= Ernst Henke =

German lawyer

Ernst Henke (born 1 September 1881 in Mülheim an der Ruhr; died 20 February 1974 in Essen) was a German lawyer and company manager.

== Life ==
Henke, son of a grammar school director, attended grammar school in Barmen and Bremen, studied law and, after passing the assessor examination in 1909, became a legal adviser to Hugo Stinnes. From 1912 to 1945, he was director and legal director of Rheinisch-Westfälische Elektrizitätswerke AG (RWE), of which Stinnes was the main shareholder at the time.

Furthermore, he was a member of the Supervisory Board of RWE until 1962, Elektrizitäts-AG formerly W. Lahmeyer & Co., Main-Kraftwerke AG, Roddergrube AG and also Westdeutsche Elektrizitätswirtschafts-AG. He was a member of the board of the Reich Association of German Industry, chairman of the specialist group of electrical, gas and water works in Germany and chairman of the Vereinigung der Elektrizitätswerke and member of the Vorläufiger Reichswirtschaftsrat (VRWiR).

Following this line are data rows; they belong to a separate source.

PR #448, opened 2025-07-24
refactor: Implement data dir module for central management of paths

### LINKED ISSUE #403: Create common accessor for various data dir paths
Instead of hardcoding filenames all over the repo, create a common module that provides access to the various files in the data dir.

This could e.g. be a `common` crate with a `DataDir` struct that has several methods to get `PathBuf`s to the corresponding files.

dknopik:
## Issue Addressed

We have many hardcoded paths all over the codebase.

## Proposed Changes

Move all of them and directory creation to a `data_dir` module in global config.

There we can also soon add a lockfile mechanism!


anchor/client/src/config.rs
```diff
@@ -86,6 +86,7 @@ impl Config {
         ];
         let execution_nodes_websocket = SensitiveUrl::parse(DEFAULT_EXECUTION_NODE_WS)
             .expect("execution_nodes_websocket must always be a valid url.");
+        let network = network::Config::new(global_config.data_dir.network_dir());
```
Zacholme7: General nit, think we should prefix all of the configs with their context instead of relying on the import path? We have like 7 different Config structs all named `Config`

dknopik: Hmm, that is a matter of taste/philosophy. 

There is a (`allow` by default) clippy lint about this: https://rust-lang.github.io/rust-clippy/master/index.html#module_name_repetitions

I guess the argument for `network::Config` is that within the network, we can use `Config` (and it is apparent from context that it is the network config), and outside, we can use `network::Config`, which is not very different from writing `NetworkConfig`.

That being said, it is a matter of taste, and I don't feel strongly. Curious about @diegomrsantos's opinion.

diegomrsantos: It took me some time to get used to it, too, but I believe using `network::Config` is idiomatic Rust. Now I kinda like it.

diegomrsantos: `let network_config`?

anchor/common/global_config/src/data_dir.rs
```diff
@@ -0,0 +1,92 @@
...
+        self.path.join("unencrypted_private_key.txt")
+    }
+
+    pub fn encrypted_private_key_file(&self) -> PathBuf {
+        self.path.join("encrypted_private_key.json")
+    }
+
+    pub fn database_file(&self) -> PathBuf {
+        self.path.join("anchor_db.sqlite")
+    }
```
diegomrsantos, line 62: Should this be in the database module?

anchor/common/global_config/src/data_dir.rs
```diff
@@ -0,0 +1,92 @@
...
+    #[error("Failed to create data directory")]
+    Create(#[from] std::io::Error),
+}
+
+impl DataDir {
+    pub fn new(path: PathBuf) -> Result<Self, DataDirError> {
+        let ret = DataDir { path };
+
+        create_dir_all(&ret.path)?;
+        create_dir_all(&ret.network_dir().path)?;
```
diegomrsantos, line 25: I don't believe side effects in a constructor are a good practice.

anchor/common/global_config/src/data_dir.rs
diegomrsantos: Ok, we could argue that this module owns every filesystem concern; the database layer only needs a string/PathBuf to open a connection.

diegomrsantos (commented):
Great improvement, thanks for addressing it. Just a small comment.

anchor/common/global_config/src/data_dir.rs
dknopik: right, that was my thought behind it

anchor/common/global_config/src/data_dir.rs
dknopik: The idea is that holding `DataDir` is holding the resource ownership to a valid data dir.

This is basically using [RAII](https://en.wikipedia.org/wiki/Resource_acquisition_is_initialization): When we create a `DataDir`, we assure that we have a valid data dir, including existing underlying directories and (later) locking to assure that we are the only one holding a `DataDir`. When we drop the `DataDir`, we release the file lock. This is comparable to e.g. acquiring a mutex lock which is kept as long as we are holding the guard, and similar to [`tempfile`](https://crates.io/crates/tempfile), where [`TempDir::new`](https://docs.rs/tempfile/latest/tempfile/struct.TempDir.html#method.new) creates a new `TempDir`, which is cleaned up as soon as the `TempDir` value is dropped.

diegomrsantos: Makes sense, thanks for elaborating. I'm not familiar with the pattern, so I'll read more about it, as there might be tradeoffs, especially when testing.

diegomrsantos (approved):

On May 1, 1933, he joined the NSDAP in Essen with the entire RWE executive board.

== Art collector ==
Henke owned a valuable art collection, which he built up mostly in the thirties and forties. Among them were Caspar David Friedrich's Wanderer above the Sea of Fog and Sonnenuntergang hinter der Dresdener Hofkirche and paintings by Emil Nolde and Ernst Ludwig Kirchner. Dieter Spethmann called him a great friend of art and antiquity. From 1945 to 1970 Henke was chairman of the board of the Verein Kunstring Folkwang e.V. in Essen. In 1964 he founded the Folkwang Foundation Ernst and Elly Henke.

In 1930, Henke had a residential house built in Essen-Bredeney by Ludwig Mies van der Rohe.

== Literature ==
- Georg Wenzel: German business leader. Life stories of German business personalities. A reference book about 13000 business personalities of our time. Hanseatische Verlagsanstalt, Hamburg/Berlin/Leipzig 1929, DNB 948663294, Sp. 913.